**TASK DESCRIPTION:** Would you write out the records below exactly as given?

**DATA EXCERPTS:**
PR #1259, opened 2015-02-26
Revert "Merge pull request #1212 from Preis24/embedded_documents_support"

simensen:
This reverts the merge of #1212 since it only supported EmbedOne. This is to prepare the way for merging #1069 instead as it supports both EmbedOne and EmbedMany.

PR #1260, opened 2015-02-26
EmbedOne and EmbedMany combo revert + merge

simensen:
@l3pp4rd I created this PR in order to help you avoid having to merge two other PR's. Merging this has the same effect as:

 * merging #1259 (will revert #1212)
 * merging #1069 (will enable support for EmbedMany in addition to EmbedOne)

Or you can merge each of those independently. I wanted to help make this as easy as possible for you without requiring me to spend several hours/days trying to resolve the differences in implementations between #1069 and #1212. :)


simensen:
There are two major issues I'm seeing:

 * master no longer builds successfully: [see travis](https://travis-ci.org/Atlantic18/DoctrineExtensions/builds/52189266)
 * the code from #1069 no longer runs correctly on master: [see travis](https://travis-ci.org/Atlantic18/DoctrineExtensions/jobs/52316255)

I am going to try and see if I can fix this.

l3pp4rd:
Yes indeed, this is strange, since I have tested it locally. It would be helpful if you are using ODM and could help with these issues.

simensen:
@l3pp4rd I'll see what I can do. Thanks for checking in on this.

l3pp4rd:
figured out that tests fail only on mongodb beta 12, beta 11 passes :)

simensen:
@l3pp4rd For what it is worth, I've discovered the problem. The memory leak "fix" in 4e9bbd54ebb22bb004b2ec71b1b0ce3ed5b992d0 is breaking #1069. I'm currently trying to figure out how I can work around this. I'll add the changes here.

Current ideas:

 * **Keep the cache of objects in `LoggableListener` and have them only be purged on clear().** The downside here is that memory may leak until clear is called.
 * **Rewrite the patch so that it does not rely on certain aspects of *Wrapper.** This is probably going to take the most time and I'm not sure I will be able to do this. :-/
 * **Find out if I can track whether an object has been initialized outside of the Wrapper itself.** If I can do this I *think* we can avoid the state problems we are seeing; right now, this `EmbedOne`/`EmbedMany` solution is doing something that seems to require the wrappers to be somewhat persistent.

Are any of these options completely unacceptable, @l3pp4rd? Do you have a preference for one solution over the others?

l3pp4rd:
I think in long term the second option is the way to go, it should not depend on those wrappers, it was a mistake in general.

simensen:
@l3pp4rd OK, I'll see what I can do. Do you have an idea what I should do instead? :) Any direction or suggestions at all would be helpful.

Thanks!

l3pp4rd:
Well, the test suite passes again

simensen:
I've discovered that #1069 fails due to the fixed memory leak in 4e9bbd54ebb22bb004b2ec71b1b0ce3ed5b992d0. It would appear that this implementation was relying on some state that was being kept in the wrapped objects. I wasn't able to track down where or how it was using state but by always returning a new wrapped instance this implementation no longer works.

I then tried to implement embedMany based on #1212. It was resulting in a *lot* of refactoring and was requiring making changes to more parts of the code (some of the stuff in the common Mapping namespace, for example) and ultimately I decided that I wasn't sure this was the right way for this to be handled anyway. I abandoned my work on that branch but may come back to it someday.

One of the biggest issues I was facing was the fact that it wasn't clear to me how collections should be handled, especially on revert. Is how the deltas for collections are to be handled documented anywhere? How it works now (or at least in that one branch that no longer works) seemed very complicated.

l3pp4rd:
I think orm handles collections in persisters and in higher level unit of work for cascades and such. But I think it is troublesome to do something, unless you really need it at work, then you can come back to it. Cheers, thanks for looking into it, I know it is quite complex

**EXERCISE RESULT:**
PR #1259, opened 2015-02-26
Revert "Merge pull request #1212 from Preis24/embedded_documents_support"

simensen:
This reverts the merge of #1212 since it only supported EmbedOne. This is to prepare the way for merging #1069 instead as it supports both EmbedOne and EmbedMany.

PR #1260, opened 2015-02-26
EmbedOne and EmbedMany combo revert + merge

simensen:
@l3pp4rd I created this PR in order to help you avoid having to merge two other PR's. Merging this has the same effect as:

 * merging #1259 (will revert #1212)
 * merging #1069 (will enable support for EmbedMany in addition to EmbedOne)

Or you can merge each of those independently. I wanted to help make this as easy as possible for you without requiring me to spend several hours/days trying to resolve the differences in implementations between #1069 and #1212. :)


simensen:
There are two major issues I'm seeing:

 * master no longer builds successfully: [see travis](https://travis-ci.org/Atlantic18/DoctrineExtensions/builds/52189266)
 * the code from #1069 no longer runs correctly on master: [see travis](https://travis-ci.org/Atlantic18/DoctrineExtensions/jobs/52316255)

I am going to try and see if I can fix this.

l3pp4rd:
Yes indeed, this is strange, since I have tested it locally. It would be helpful if you are using ODM and could help with these issues.

simensen:
@l3pp4rd I'll see what I can do. Thanks for checking in on this.

l3pp4rd:
figured out that tests fail only on mongodb beta 12, beta 11 passes :)

simensen:
@l3pp4rd For what it is worth, I've discovered the problem. The memory leak "fix" in 4e9bbd54ebb22bb004b2ec71b1b0ce3ed5b992d0 is breaking #1069. I'm currently trying to figure out how I can work around this. I'll add the changes here.

Current ideas:

 * **Keep the cache of objects in `LoggableListener` and have them only be purged on clear().** The downside here is that memory may leak until clear is called.
 * **Rewrite the patch so that it does not rely on certain aspects of *Wrapper.** This is probably going to take the most time and I'm not sure I will be able to do this. :-/
 * **Find out if I can track whether an object has been initialized outside of the Wrapper itself.** If I can do this I *think* we can avoid the state problems we are seeing; right now, this `EmbedOne`/`EmbedMany` solution is doing something that seems to require the wrappers to be somewhat persistent.

Are any of these options completely unacceptable, @l3pp4rd? Do you have a preference for one solution over the others?

l3pp4rd:
I think in long term the second option is the way to go, it should not depend on those wrappers, it was a mistake in general.

simensen:
@l3pp4rd OK, I'll see what I can do. Do you have an idea what I should do instead? :) Any direction or suggestions at all would be helpful.

Thanks!

l3pp4rd:
Well, the test suite passes again

simensen:
I've discovered that #1069 fails due to the fixed memory leak in 4e9bbd54ebb22bb004b2ec71b1b0ce3ed5b992d0. It would appear that this implementation was relying on some state that was being kept in the wrapped objects. I wasn't able to track down where or how it was using state but by always returning a new wrapped instance this implementation no longer works.

I then tried to implement embedMany based on #1212. It was resulting in a *lot* of refactoring and was requiring making changes to more parts of the code (some of the stuff in the common Mapping namespace, for example) and ultimately I decided that I wasn't sure this was the right way for this to be handled anyway. I abandoned my work on that branch but may come back to it someday.

One of the biggest issues I was facing was the fact that it wasn't clear to me how collections should be handled, especially on revert. Is how the deltas for collections are to be handled documented anywhere? How it works now (or at least in that one branch that no longer works) seemed very complicated.

l3pp4rd:
I think orm handles collections in persisters and in higher level unit of work for cascades and such. But I think it is troublesome to do something, unless you really need it at work, then you can come back to it. Cheers, thanks for looking into it, I know it is quite complex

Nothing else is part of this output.